PR #47923, opened 2018-06-01
Prevent crash if files in file.recurse

isbm:
### What does this PR do?

Bugfix.

```yaml
foo:
  file.recurse:
    - name: /tmp/blah
    - source: salt://foo
```

If we have `$SALT/foo/здоров-був.txt` file, crash happens. This PR fixes it.

### DIFF
--- a/salt/modules/state.py
+++ b/salt/modules/state.py
@@ -41,7 +41,6 @@ import salt.utils.versions
 from salt.exceptions import CommandExecutionError, SaltInvocationError
 from salt.runners.state import orchestrate as _orchestrate
 from salt.utils.odict import OrderedDict
-from salt.utils import to_unicode
 
 # Import 3rd-party libs
 from salt.ext import six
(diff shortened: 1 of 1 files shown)


salt/modules/state.py
```diff
@@ -41,6 +41,7 @@
 from salt.exceptions import CommandExecutionError, SaltInvocationError
 from salt.runners.state import orchestrate as _orchestrate
 from salt.utils.odict import OrderedDict
+from salt.utils import to_unicode
```
terminalmage: `salt.utils` is deprecated, this would need to be imported from `salt.utils.stringutils`.

terminalmage (changes requested):
One minor change, and then this also needs a backport to 2018.3 (CC @rallytime)

isbm:
bart

terminalmage (approved):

# EXERCISE BRIEF
Using the entries above, copy exactly the lines from the one containing "# Import 3rd-party libs" through the last, both included.

# TASK ANSWER
 # Import 3rd-party libs
 from salt.ext import six
(diff shortened: 1 of 1 files shown)


salt/modules/state.py
```diff
@@ -41,6 +41,7 @@
 from salt.exceptions import CommandExecutionError, SaltInvocationError
 from salt.runners.state import orchestrate as _orchestrate
 from salt.utils.odict import OrderedDict
+from salt.utils import to_unicode
```
terminalmage: `salt.utils` is deprecated, this would need to be imported from `salt.utils.stringutils`.

terminalmage (changes requested):
One minor change, and then this also needs a backport to 2018.3 (CC @rallytime)

isbm:
bart

terminalmage (approved):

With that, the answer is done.